| EXERCISE DIRECTIONS |
Pick out every line of the entries below where "compatibility" occurs, and copy those lines.

>>>

PR #506, opened 2021-01-07
Detect and resolve naming conflits for unnamed inner types(array, map and union).

karthikbalasub:
Java doesn't allow inner class names to be same as enclosing classes. Detect and resolve such naming conflicts for unnamed inner types(array, map and union).

### DIFF
--- a/generator/src/main/java/com/linkedin/pegasus/generator/TemplateSpecGenerator.java
+++ b/generator/src/main/java/com/linkedin/pegasus/generator/TemplateSpecGenerator.java
@@ -924,8 +924,7 @@ public class TemplateSpecGenerator
       if (ancestorClass.getClassName().equals(className))
       {
         className = className + CLASS_NAME_SUFFIX_SEPARATOR + suffix;
-        // Check for name conflict from the immediate enclosing class again.
-        ancestorClass = enclosingClass;
+        break;
       }
       else
       {
--- a/generator/src/main/java/com/linkedin/pegasus/generator/TemplateSpecGenerator.java
+++ b/generator/src/main/java/com/linkedin/pegasus/generator/TemplateSpecGenerator.java
@@ -832,7 +832,12 @@ public class TemplateSpecGenerator
           final ClassInfo classInfo = classNameForUnnamedTraverse(enclosingClass, memberName, arraySchema.getItems());
           // Add just the "Array" suffix first. This is to ensure backwards compatibility with the old codegen logic.
           String className = classInfo.name + ARRAY_SUFFIX;
-          className = resolveInnerClassName(enclosingClass, className, ARRAY_SUFFIX);
+          // If this array is for an unnamed inner type (e.g, union) then this will be inner class. So, ensure the Array
+          // class name doesn't conflict with ancestor class names.
+          if (enclosingClass != null && classInfo.namespace.equals(enclosingClass.getFullName()))
+          {
+            className = resolveInnerClassName(enclosingClass, className, ARRAY_SUFFIX);
+          }
           classInfo.name = className;
           return classInfo;
         }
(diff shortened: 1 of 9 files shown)


generator/src/main/java/com/linkedin/pegasus/generator/TemplateSpecGenerator.java
```diff
@@ -896,6 +906,35 @@ private ClassInfo classNameForUnnamedTraverse(ClassTemplateSpec enclosingClass,
...
+   * @return a class name that doesn't conflict with any of the ancestor classes.
+   */
+  private String resolveInnerClassName(ClassTemplateSpec enclosingClass, String className, String suffix) {
+    ClassTemplateSpec ancestorClass = enclosingClass;
+    while (ancestorClass != null)
+    {
+      if (ancestorClass.getClassName().equals(className))
+      {
+        className = className + CLASS_NAME_SUFFIX_SEPARATOR + suffix;
+        // Check for name conflict from the immediate enclosing class again.
```
mchen07, line 927: why do we need this?

saponniah:
LGTM.

saponniah (approved):

generator/src/main/java/com/linkedin/pegasus/generator/TemplateSpecGenerator.java
```diff
@@ -896,6 +906,35 @@ private ClassInfo classNameForUnnamedTraverse(ClassTemplateSpec enclosingClass,
...
+   * class name for an inner class and its enclosing class and resolves to a name that doesn't conflict. It does this
+   * by adding a special separator {@link #CLASS_NAME_SUFFIX_SEPARATOR} and the provided suffix to the classname
+   * whenever a conflict is detected.
+   * The special separator is needed to ensure the new name does not conflict with classes generated from other fields.
+   * @param enclosingClass Class enclosing the inner class.
+   * @param className Candidate name for the innerclass
+   * @param suffix Suffix to add to the className if a conflict is found.
+   * @return a class name that doesn't conflict with any of the ancestor classes.
+   */
+  private String resolveInnerClassName(ClassTemplateSpec enclosingClass, String className, String suffix) {
```
mchen07, line 920: where do we guard sibling name conflict?

karthikbalasub: There wouldn't be a conflict because we use the '$' char.

generator/src/main/java/com/linkedin/pegasus/generator/TemplateSpecGenerator.java
karthikbalasub: Not needed anymore. I added this for the original idea without '$' char.

generator/src/main/java/com/linkedin/pegasus/generator/TemplateSpecGenerator.java
mchen07: make sense.

mchen07 (approved):
LGTM, thanks for very quick turnaround.

generator/src/main/java/com/linkedin/pegasus/generator/TemplateSpecGenerator.java
mchen07: Wait a minute, it just occurred to me such a counter example, let's say that domain owners copy and paste, and accidentally use "unionNameConflictArray" as a union field name. Then for the first array field "unionNameConflict", it will use "UnionNameConflictArray" since it is not conflicting with enclosing Class. Now it goes to that union field "unionNameConflictArray", we check that it is not conflicting with enclosing class either, so we just use "UnionNameConflictArray" as inner class name. Now we got sibling conflict, right?

```
record UnionNameConflictRecord {
  // Union's inner class should be UnionNameConflict, the array class will be UnionNameConflictArray$Array to avoid
  // naming conflict with record class.
  unionNameConflict: array[union[int, string]]
  // Union's inner class should be UnionNameConflictArray$Union to avoid naming conflict, and the array class will be
  // UnionNameConflictArray$UnionArray
  unionNameConflictArray: union[int, string]
} 
```

karthikbalasub: I didn't handle this case on purpose as we cannot do it without breaking backwards compatibility. We already add Array and Map suffix for all array/map fields. And this can conflict with other fields. Any solution to fix that would change the generated class names.

junchuanwang:
I think the code logic is reasonably understandable. I don't have issue with the implementation itself.

But what made me curious is what is the problem without your change? The user see build errors and they would try to fix the schema name in their change. Isn't that simpler? Would the rules we introduced hide the real problem?

karthikbalasub:
> I think the code logic is reasonably understandable. I don't have issue with the implementation itself.
> 
> But what made me curious is what is the problem without your change? The user see build errors and they would try to fix the schema name in their change. Isn't that simpler? Would the rules we introduced hide the real problem?

PDLs are also generated for usecases outside of rest.li framework. Some of these usecases publish the PDL and do not generate template classes at that time. So the problem will be detected later. Also, restricting PDL modeling based on limitation in one language (java) is not ideal.

junchuanwang (approved):

mchen07 (approved):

<<<

| RESPONSE FOR THIS EXERCISE |
           // Add just the "Array" suffix first. This is to ensure backwards compatibility with the old codegen logic.
karthikbalasub: I didn't handle this case on purpose as we cannot do it without breaking backwards compatibility. We already add Array and Map suffix for all array/map fields. And this can conflict with other fields. Any solution to fix that would change the generated class names.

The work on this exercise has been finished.